Data types in Db2 Big SQL

The smallest unit of data that can be manipulated in SQL is called a value. Values are interpreted according to the data type of their source.

Db2 Big SQL uses HCatalog (and thus the Hive Metastore) as its underlying data representation and access method. Therefore, there are several important distinctions about Db2 Big SQL data types that must be understood.
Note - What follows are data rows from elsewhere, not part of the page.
PR #2110, opened 2022-06-12
Feature/6.x/object addons

eric-lamb62:
EE6 version of https://github.com/ExpressionEngine/ExpressionEngine/pull/2367

Docs: https://github.com/ExpressionEngine/ExpressionEngine-User-Guide/pull/503

(x.X.x) Small additive changes should target the next minor branch (release/next-minor if a numbered branch does not yet exist)

## Overview

This PR allows for Add-on developers to create their Add-on methods using an abstracted object layer while keeping backwards compatibility intact. It covers Extensions, Modules (Action and Tags), and the Control Panel layers. It's very simple to implement (just inherit an object), while maintaining the legacy implementation in play. 

To implement, you simply set your Add-on `mod.`, `ext.`, and/or `mcp` files to inherit from a base object (depending on the implementation).

## Add-on File Examples

Here's a breakdown for how the Add-on files would look for an Add-on named `Custom_addon`.

> Note that this works by using set or determined namespaces for a given Add-on. By default, this Controller implementation will use the Add-on name to get the configured namespace within the Add-on. For this example of `Custom_addon`, it's `Mithra62\PlayThing`; all route namespaces are determined by that. 

### Module

The `mod` file would consist exclusively of the below. 

```php
use ExpressionEngine\Service\Addon\Module;

class Custom_addon extends Module
{
    protected $addon_name = 'custom_addon';
}
```

Once that's done, your Add-on Module is now set to look for objects for all calls to it. Those objects depend on what "type" (Tag or Action). Using the configured namespace for the Add-on, the Module routes would be looked for in `Mithra62\PlayThing\Module\Tags|Action`. 

#### Template Tag 

For a template tag called as `{exp:custom_addon:test_template_tag}`, you'd setup your Tag object like the below:

```php
namespace Mithra62\PlayThing\Module\Tags;

use ExpressionEngine\Service\Addon\Controllers\Tag\AbstractRoute;

class TestTemplateTag extends AbstractRoute
{
    public function process()
    {

    }
}
```

#### Actions
Just like with Template Tags, Actions get stored in the `Actions` namespace. The below is for an Action called `my-test-action`. 

```php
<?php
namespace Mithra62\PlayThing\Module\Actions;

use ExpressionEngine\Service\Addon\Controllers\Action\AbstractRoute;

class MyTestAction extends AbstractRoute
{
    public function process()
    {

    }
}
```

### Extension

The `ext` is structured just like the others:

```php
use ExpressionEngine\Service\Addon\Extension;

class Custom_addon_ext extends Extension
{
    protected $addon_name = 'custom_addon';
}
```

Again, just like the others, Extensions are structured similarly.

```php
<?php
namespace Mithra62\PlayThing\Extensions;

use ExpressionEngine\Service\Addon\Controllers\Extension\AbstractRoute;

class TestExtension extends AbstractRoute
{
    public function process()
    {

    }
}
```

Note that the above `process` method allows you to accept variable parameters (just like regular Extensions). For example, to build an Extension around `template_post_parse`, you'd write your Extension like the below:

```php
namespace Mithra62\PlayThing\Extensions;

use ExpressionEngine\Service\Addon\Controllers\Extension\AbstractRoute;

class TestExtension extends AbstractRoute
{
    public function process(string $final_template, bool $is_partial, string $site_id, array $currentTemplateInfo): string
    {
        return $final_template;
    }
}
```

### Module Control Panel (MCP)

The `mcp` layer acts more as a Controller/Router than the others in that the CP is supposed to be rendered as Views. To start, just like all the others, you extend from the `Mcp` object. Once that's done, all requests will be routed to the object layer. 

```php
use ExpressionEngine\Service\Addon\Mcp;

class Custom_addon_mcp extends Mcp
{
    protected $addon_name = 'custom_addon';
}
```

#### Route Examples

A basic 'index' route (normally done through a method attached to the `mcp` object) would look like the below:

```php
namespace Mithra62\PlayThing\Mcp;

use ExpressionEngine\Service\Addon\Controllers\Mcp\AbstractRoute;

class Index extends AbstractRoute
{
    /**
     * @var string
     */
    protected $route_path = 'index';

    /**
     * @var string
     */
    protected $cp_page_title = 'home';

    /**
     * @param false $id
     * @return AbstractRoute
     */
    public function process($id = false): AbstractRoute
    {
        return $this;
    }
}
```

The generation of the CP array format is done automatically by the Controller so all the devs really do is assign variables and ensure their `process` method returns an instance of their Route:

```php
namespace Mithra62\PlayThing\Mcp;

use ExpressionEngine\Service\Addon\Controllers\Mcp\AbstractRoute;

class Index extends AbstractRoute
{
    /**
     * @var string
     */
    protected $route_path = 'index';

    /**
     * @var string
     */
    protected $cp_page_title = 'home';

    /**
     * @param false $id
     * @return AbstractRoute
     */
    public function process($id = false): AbstractRoute
    {
        $this->addBreadcrumb('test-link', 'test-link')
             ->addBreadcrumb('test-link2', 'test-link2');

        $variables = [];
        $this->setBody('my-view', $variables);
        return $this;
    }
}
```

## Nature of This Change

- [x] 🐛 Fixes a bug
- [x] 💅 Fixes coding style
- [x] ✅ Adds tests
- [x] 💥 Improves Maintainability
- [ ] 👽 Adds new dependency
- [ ] 🔒 Improves security 

- [x] Yes
- [ ] No

## Documentation

User Guide Pull Request: https://github.com/ExpressionEngine/ExpressionEngine/pull/2110


eric-lamb62:
I do feel there's an argument to be made to switch the namespace(s) up to `\ExpressionEngine\Controllers\Addon\*` but with the `Installer` object being where it is, 'twas a little confusing on which was ideal.

system/ee/ExpressionEngine/Library/String/Str.php
```diff
@@ -0,0 +1,43 @@
...
+     * @param string $value
+     * @return string
+     */
+    public static function dash2ns(string $value): string
+    {
+        return self::path2ns(
+            str_replace(' ', '/',
+                str_replace('cartthrob', 'CartThrob', // ;)
+                    ucwords(str_replace('_', ' ', $value))
+                )
```
intoeetive: I think hardcoded `CartThob` probably went in here by mistake?

intoeetive (changes requested):
@mithra62 This looks really solid!

I see you are using type hinting for function return values, - unfortunately we can't take that into EE 6, because it needs to support PHP 5.6, and return type hinting is PHP7+ thing only.

Is that something you can update?

system/ee/ExpressionEngine/Library/String/Str.php
eric-lamb62: Yeah, can't provide special consideration to Add-ons; just won't scale lol

Will clean up.

eric-lamb62:
Thanks @intoeetive! I built this using the rules we had for the "Cp/Form" Libraries, so focused on 7.1 as the baseline. I'm sure it wouldn't be too difficult to remove the hinting though. Just to double check; you want me to downgrade this to work with PHP 5.6, right?

intoeetive:
@mithra62 yes, that is correct.

Or maybe you'll want to change the base for this be 7.dev and make a new one that's compatible with PHP 5.6 to go into 6.dev - that's up to you (unless you think this needs to go into EE7 only, we want to have this included both for 6 and 7 versions of CMS)

eric-lamb62:
Gotcha and agree; it'd be more helpful to have in both 6 and 7. Will clean it up this week(ish).

eric-lamb62:
@intoeetive I believe I hit them all but let me know if anything was missed.

intoeetive:
Looks like `system/ee/ExpressionEngine/Library/String/Str.php` wasn't updated

eric-lamb62:
my bad @intoeetive all pushed

intoeetive (dismissed):
Looks good to me! Approving

If you could also add some docs for this (even just based on the description of this PR), that would be awesome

  • Some data types that are provided by Db2 Big SQL are data types that are not available in Hive. However, when physically stored or retrieved from the underlying data source, these types are always represented as a data type that Hive does understand. These data types are referred to as extended data types.
  • The underlying storage format for the data dictates the final encoding for a value. For example, an integer that is stored in a delimited text file can require a varying number of bytes to represent. The size of a type (in bytes) in this document is intended to help to describe the range of values that the type can represent. The size of a type does not necessarily represent the amount of storage that is required to store the value.
  • In some cases, data types that Hive represents are not yet fully supported by Db2 Big SQL. Some of these types result in an error when you try to access a column of that type. In other cases, the Hive type is mapped to the nearest Db2 Big SQL data type. For example, the Hive TINYINT data type is supported. However, it is promoted to a SMALLINT upon retrieval from Hive and treated as a SMALLINT throughout the SQL statement that accesses the column.

For data type and file format performance considerations see Recommended file formats for data types.